I worked with an application a few years ago which stored financial transaction data in XML. Slow as hell. You have to parse each individual chunk of data and examine each identifier to find out if it’s the particular data you want. Parsing text is a slow process, no matter how many CPU cores you point at it. By contrast, database access is considerably faster. You want your data fast? Database.

So your “pod” at inrupt.com will house documents and an index. Again, I’m not sure what makes this “pod” system better than Azure or AWS. I guess there must be some sugar in there to make it double nifty.

How do you access your data? What brilliant new technology does Cerf have in mind to allow you to access and manipulate your data? It’s called Solid. There’s an SDK for it, but it’s still beta. From a quick glance, it appears to be mostly Javascript libraries.

If you’re gonna revolutionize the Internet, don’t put all your eggs in the Javascript basket. My attitude on Javascript has softened a bit, but if this is how you’re going to revolutionize things, you really need to provide a multi-lingual approach. Maybe this is in the works somewhere, but they don’t say anything about it.

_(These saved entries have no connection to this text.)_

PR #1409, opened 2021-02-18
Added method for getting clipboard content

dbudim:
## Proposed changes
Added method to get clipboard content. Acts via java.awt.Toolkit
Support selenoid clipboard will be added via selenoid plugin in [PR](https://github.com/selenide/selenide-selenoid/pull/6)

Test provided but disabled due to needs configure X11 for github actions, not sure that it needs

## Checklist


BorisOsipov:
Down vote. It will not work for any remote browser and it will confuse users. Also I think the need for access to clipboard is rare.

BorisOsipov:
Ohh I haven't read PR message. 
Ok It will work for selenoid. What should I do with default selenium grid? Nothing to do.

dbudim:
> Ohh I haven't read PR message.
> Ok It will work for selenoid. What should I do with default selenium grid? Nothing to do.

You right, nothing to do with grid, close PR.

BorisOsipov:
>You right, nothing to do with grid, close PR.

Don't give up so fast. It is just my opinion. Maybe @selenide/committers have different thoughts at least.

dbudim:
> > You right, nothing to do with grid, close PR.
> 
> Don't give up so fast. It is just my opinion. Maybe @selenide/committers have different thoughts at least.

Okay) Thanks) 

Besides i found solution for grid but it looks not maintainable and not scalable)
[stackoverflow](https://stackoverflow.com/questions/27248952/accessing-data-on-remote-machines-clipboard-when-running-tests-using-selenium-w)

asolntsev:
@dbudim While I don't imagine why it's needed to use clipboard in tests, I like the idea of having _default_ methods for accessing/verifying clipboard in Selenide and providing custom implementations for Selenoid and Selenium Grid. 

btw, the solution for Selenium Grid seems ok for me, probably we could also include it in Selenide? @BorisOsipov

dbudim:
> @dbudim While I don't imagine why it's needed to use clipboard in tests,

@asolntsev 
In my current project we have few scenarios where need to use this.
E.g. there is a field with url for shared resource and button "copy" that copies it to clipboard and need to check that was copied same as was displayed for user in this field)

We use selenoid and I don't though about grid firstly)

BorisOsipov:
>btw, the solution for Selenium Grid seems ok for me, probably we could also include it in Selenide?

Don't know how. It is a custom servlet in grid. We can't predict how users implemented it.

asolntsev:
@dbudim Let's discuss the API. How users will use the method `Selenide.clipboard()`? Did you mean to verify the text? 

Then we should probably add `Condition` instead? Like 

1. `Selenide.clipboard().shouldHave(text("expected text"));`
2. `Selenide.clipboard().setValue("expected text");`

@dbudim Can't we use JavaScript to access the clipboard? I found one solution that looks promising (we only need to find webdriver options for browsers): https://developer.mozilla.org/en-US/docs/Web/API/Clipboard_API

dbudim:
> @dbudim Let's discuss the API. How users will use the method `Selenide.clipboard()`? Did you mean to verify the text?
> 
> Then we should probably add `Condition` instead? Like
> 
> 1. `Selenide.clipboard().shouldHave(text("expected text"));`
> 2. `Selenide.clipboard().setValue("expected text");`
> 
> @dbudim Can't we use JavaScript to access the clipboard? I found one solution that looks promising (we only need to find webdriver options for browsers): https://developer.mozilla.org/en-US/docs/Web/API/Clipboard_API

@asolntsev 
I've used simple assertions but your idea with `shouldHave` looks great and intuitive) I think it will be very usefull)

What about JS let me some time for research and trying this solution, if it works fine it will be cool) I'll try and back with response)

BorisOsipov:
>I found one solution that looks promising (we only need to find webdriver options for browsers): developer.mozilla.org/en-US/docs/Web/API/Clipboard_API

@asolntsev main limitation is `This feature is available only in secure contexts (HTTPS)`. You must serve your app via https to use this

dbudim:
@asolntsev 
I checked JS solution with `window.navigator.clipboard.readText()` and it works but require to grant permissions.
And wen need to add ChromeOptions as was described here [medium](https://sahajamit.medium.com/getting-clipboard-content-from-remote-selenium-chrome-nodes-67a4c4d862bd)
`profile.content_settings.exceptions.clipboard : {
  "[*.],*": {
    "last_modified": "1576491240619",
    "setting": 1
  }
}`

or use selenium 4 `executeCdpCommand()`, here are explanation [stackoverflow](https://stackoverflow.com/questions/58034127/emulating-a-clipboard-copy-paste-with-selinum-capybara)

Seems it is not universal solutions which will not work everywhere due to difference in setting permissions in different browsers

asolntsev:
@dbudim Ok, then we have no choices except using `Toolkit.getDefaultToolkit().getSystemClipboard()`. Let's just add a warning in javadoc that 
1. this method might cause flaky tests if someone else changes clipboard content at the same time. 
2. this method doesn't work in headless mode (right?)

dbudim:
> @dbudim Ok, then we have no choices except using `Toolkit.getDefaultToolkit().getSystemClipboard()`. Let's just add a warning in javadoc that
> 
> 1. this method might cause flaky tests if someone else changes clipboard content at the same time.
> 2. this method doesn't work in headless mode (right?)

@asolntsev 

1. Yes, i think it make sense to add warning that method works with common system clipboard)
But i think that in most cases shouldn’t be any problem, because in common runs people use selenoid where clipboard is owned by container of current test, and locally usually runs only single test for debug.

2. Method works in headless mode (i checked additionally by adding `Configuration.headless=true;` ) and it works ok.
I disabled test because while running on Github Actions i got error:
`GetClipboardTest > getClipboard()
 FAILED
    java.awt.HeadlessException: 
    No X11 DISPLAY variable was set,
    but this program performed an operation which requires it.
        at java.desktop/sun.awt.HeadlessToolkit.getSystemClipboard(HeadlessToolkit.java:216)
        at com.codeborne.selenide.Clipboard.getString(Clipboard.java:18)
        at integration.GetClipboardTest.getClipboard(GetClipboardTest.java:25)`

It's needed to set env variable in workflow. I'm not sure about my rights to change workflow script))

So, i need:
1) Add warning to java doc
2) add methods `getText() | shouldHave(text("expected text")) | setValue("expected text")`
right?)

asolntsev:
Yes.
We recently had a bug in build.gradle which disabled headless mode (fixed today in master). Probably this failure was caused by this bug?

BorisOsipov:
> But i think that in most cases shouldn’t be any problem, because in common runs people use selenoid

@dbudim do you have reliable statistic source? From my point of view selenoid is popular in CIS, but in other world cloud based providers like SauceLab\Bs\Testtingbot are more popular. Also there are official selenium grid and his forks. So I guess selenoid doesn't cover "most cases" :)

@asolntsev seems `getSystemClipboard()` need virtual or real xserver. We can install it as we did it earlier for non-headless test run, but mot sure it really need. I guess such test actually tests JDK methods...

dbudim:
> @dbudim do you have reliable statistic source? From my point of view selenoid is popular in CIS, but in other world cloud based providers like SauceLab\Bs\Testtingbot are more popular. Also there are official selenium grid and his forks. So I guess selenoid doesn't cover "most cases" :)


@BorisOsipov No, i don't have statistics) And you almost convinced me that this feature shouldn't be aded 😂
Too many constraints)) And it can become like some methods in appium which doesn't wotk and you don't know why)

@asolntsev Maybe @BorisOsipov  right and we'll not to add clipboard?)

asolntsev:
@dbudim @BorisOsipov  I am also not sure. But if we assume that
1. Many people use Selenoid and do need this feature,
2. We can provide solution for Grid (we will add the servlet to selenide.jar, and people will just need to add selenide.jar to Selenium Grid classpath)
3. Other cloud providers also provide API for accessing clipboard, and we (or somebody else) could create selenide plugins for each of those providers. 

then it seems quite a reasonable feature...

dbudim:
> @dbudim @BorisOsipov I am also not sure. But if we assume that
> 
> 1. Many people use Selenoid and do need this feature,
> 2. We can provide solution for Grid (we will add the servlet to selenide.jar, and people will just need to add selenide.jar to Selenium Grid classpath)
> 3. Other cloud providers also provide API for accessing clipboard, and we (or somebody else) could create selenide plugins for each of those providers.
> 
> then it seems quite a reasonable feature...

@asolntsev 
Okay) if feature is reasonable, let's do it as written before) Firstly for regular runs and selenoid (with clear explanation in documentation what variants are supported ) and then if will be requested for other variants)
Moved PR to WIP while implement all that was discussed )

src/main/java/com/codeborne/selenide/Clipboard.java
```diff
@@ -0,0 +1,59 @@
...
+    Toolkit.getDefaultToolkit().getSystemClipboard().setContents(new StringSelection(text), new StringSelection(text));
+  }
+
+  /**
+   * Check that value in clipboard equals to expected
+   *
+   * @param text expected value for compare
+   */
+  public void shouldBeText(String text) {
+    assertEquals(text, getText(), "Clipboard data doesn't match with expected!");
```
BorisOsipov, line 56: It should not be Clipboard method. it must be separate condition class extends `Condition.java`

BorisOsipov: Ohh it would be nice. But it seems we don't have any Conditions that doesn't depend on element `$("")`

dbudim: I also want to use Condition but Clipboard is separate instance and it not depends from element)

BorisOsipov: @dbudim I would suggest not add condition in this PR and create separate issue to discuss how we can implement such conditions. 
As I remembered we already had requests to have condition for e.g. current url like `smth.shouldHave(currentUrl("https://twitter.com/selenide"))`

dbudim:
@asolntsev @dbudim please review PR when you'll have time)

src/main/java/com/codeborne/selenide/SelenideDriver.java
```diff
@@ -440,6 +440,12 @@ public SessionStorage getSessionStorage() {
     return new SessionStorage(driver());
   }
 
+  @CheckReturnValue
+  @Nonnull
+  public Clipboard getClipboard() {
+    return new ClipboardService(driver()).load();
```
asolntsev, line 446: just use `inject(ClipboardService.class)` instead.

src/main/java/com/codeborne/selenide/ClipboardService.java
```diff
@@ -0,0 +1,38 @@
...
+  public Clipboard load() {
+    if (isNullOrEmpty(driver.config().remote())) {
+      return initClipboardWithDriver(getDefaultPlugin(Clipboard.class).getClass());
+    } else {
+      Clipboard implementation = StreamSupport.stream(ServiceLoader.load(Clipboard.class).spliterator(), false)
+        .findFirst()
+        .orElseThrow(() -> new IllegalStateException("Remote clipboard plugin not defined!"));
+      return initClipboardWithDriver(implementation.getClass());
+    }
+  }
```
asolntsev, line 28: this code can be simplified. 
1. let's just have class `ClipboardService` with default constructor and method `public Clipboard getClipboard(Driver driver)`.
2. project `selenide-selenoid` will have a subclass `SelenoidClipboardService` with overridden method `getClipboard`. 
3. whoever needs `ClipboardService` will just call `inject(ClipboardService.class)` to get it.

src/main/java/com/codeborne/selenide/impl/Plugins.java
```diff
@@ -42,7 +42,7 @@
     return implementation;
   }
 
-  private static <T> T getDefaultPlugin(Class<T> klass) {
+  public static <T> T getDefaultPlugin(Class<T> klass) {
```
asolntsev, line 45: no need to make it public.

asolntsev (changes requested):

src/main/java/com/codeborne/selenide/ClipboardService.java
dbudim: @asolntsev 
Do you mean `Plugins.inject()`? 
In my case i didn't use it because my logic was that user often has two types of running test:
1) Local - when writing or debug
2) Remote - running on CI etc.

And i don't want to change configuration (enable and disable plugin) every time when run tests in different modes. 
`Plugins.inject()` works as if there are no services in `META-INF.services` loads default from, but i want to load default during local run and use custom during remote run. So `Plugins.inject()` isn't suitable for this logic )
Are you agree, or maybe i'm not clearly understood you?)

src/main/java/com/codeborne/selenide/impl/Plugins.java
dbudim: need for my logic with loading default plugin for local run and custom plugin for remote

src/main/java/com/codeborne/selenide/ClipboardService.java
dbudim: Done as was requested:
- made `ClipboardService` with default constructor and method getClipboard(Driver driver)

src/main/java/com/codeborne/selenide/impl/Plugins.java
dbudim: reverted changes

src/main/java/com/codeborne/selenide/SelenideDriver.java
dbudim: done

asolntsev (approved):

Now let’s talk about revolutionizing the Internet, in particular snatching control of the Internet from the tech giants.

Endless billions of dollars are tied up in the business of the Internet. Microsoft, Amazon, Facebook, Google, Youtube, Twitter and the rest. These folks keep, mine, sell and monitor your data. Moreover, these folks provide you with services you actually want in a way that’s easy to use and consume. You can talk to your friends and see what they’re up to on Facebook. You can catch real time comments and news on Twitter. You can watch videos from friends and people you like and admire on Youtube. You can buy almost anything you want on Amazon. You can search for almost any piece of human knowledge on Google. And you want to wrest the Internet away from these people, so you can have privacy and control of your own data?

I have to say Vint Cerf is a little late to the party. The time to implement something like this was in 2000, not twenty years on, when the Internet is owned and controlled by Google, Facebook and the rest. Don’t get me wrong. Like a lot of people, I’m not satisfied with the stewardship of the tech giants over our data and the Internet. I appreciate what they offer us; I just don’t like the amount of control they have and the way they choose to use their power.

I’m all for an Internet revolution. I’m just not sure Cerf’s vision is the way to make it happen. A web hosting service and Javascript API just doesn’t seem beefy enough to defeat the giants of Silicon Valley.

Of course, I’m the guy who said the World Wide Web would never catch on, so what do I know?